The blond stared at him for a moment before a smile formed on his lips; "Indeed! 'T was humility I was sent here to learn, and I have learned it. And here you are to remind me once more. It seems that humans are surely the best teachers in this regard."
The wizard didn't even blink at the oblique reference to the man not being human at all. "You fell, then." he stated matter-of-factly, "and managed to regain your feet and struck back at your foe. Did you defeat him, in the end?"
The man laughed; "Yes!
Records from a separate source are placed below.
PR #1183, opened 2025-12-31
Use traditional netcat in vm scripts

### LINKED ISSUE #1182: How to run vm scripts locally?
This doesn’t really work:
```
$ vm/alpine.sh x86 echo hello
mkdir: skapade katalog 'vm/alpine-x86'
Downloading alpine linux...
mkdir: skapade katalog '../downloads'
../download.sh: downloading https://dl-cdn.alpinelinux.org/v3.23/releases/x86/alpine-virt-3.23.2-x86.iso
[...]
2025-12-31 10:18:48 (11,2 MB/s) - ”alpine-virt-3.23.2-x86.iso” sparades [53477376/53477376]

../download.sh: verifying...
'../downloads/alpine-virt-3.23.2-x86.iso' -> './alpine-virt-3.23.2-x86.iso'
../download.sh: done!
Creating ssh key...
Generating public/private ed25519 key pair.
[...]
Creating disk...
Booting temporary VM to install alpine...
Waiting for temporary VM to boot so we can install alpine...
Ncat: Connection refused.
Logging in to temporary VM...
Installing alpine...
u
```

Akuli:
Fixes #1182 

@taahol Can you try this and see if it works for you?

### DIFF
--- a/.github/workflows/linux-aarch64.yml
+++ b/.github/workflows/linux-aarch64.yml
@@ -42,7 +42,7 @@ jobs:
       - uses: actions/checkout@v4
         with:
           fetch-depth: 0  # Fetch the whole Git history for bootstrapping
-      - run: sudo apt update && sudo apt -y install --no-install-recommends qemu-system-aarch64 qemu-efi-aarch64 ipxe-qemu
+      - run: sudo apt update && sudo apt -y install --no-install-recommends qemu-system-aarch64 qemu-efi-aarch64 ipxe-qemu netcat-traditional
       - uses: actions/cache@v5
         with:
           path: vm/alpine-aarch64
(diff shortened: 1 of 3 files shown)


Akuli:
Huh, it gets stuck even when login is available... I'll look into why.

Akuli:
I see now. The problem is that `ncat` closes the connection when its stdin is closed.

You read me well, my friend, in the end I felled my enemy." the smile turned to a frown as a sorrowful glint entered his eye "but it was not without loss."
"It never is." Harry agreed with a sigh, thinking of Sirius falling away from him into the Veil, his own hopes for the future falling with him. A moment of silence settled between them before the man by his side spoke up again.
"Would you grant me your name, young warrior?" The serious look in the man's eyes stopped Harry from smiling at the odd way of asking who he was.
"Harry Potter" was his quiet answer, giving the man the unadorned truth, no more and no less.
No recognition bloomed on the man's face, but then, Harry hadn't expected it to. Instead the muscled giant offered his own name in return as simply as Harry had given his own. "I am Thor Odinson."
A firm handshake sealed an undefined understanding between them.
This is how the saviour of the wizarding world and the Norse god of thunder ended up swapping war stories in a muggle bar, both staggeringly drunk and being given a wide berth by any other patron.
Not that any of them would put any credit in their fantastical stories.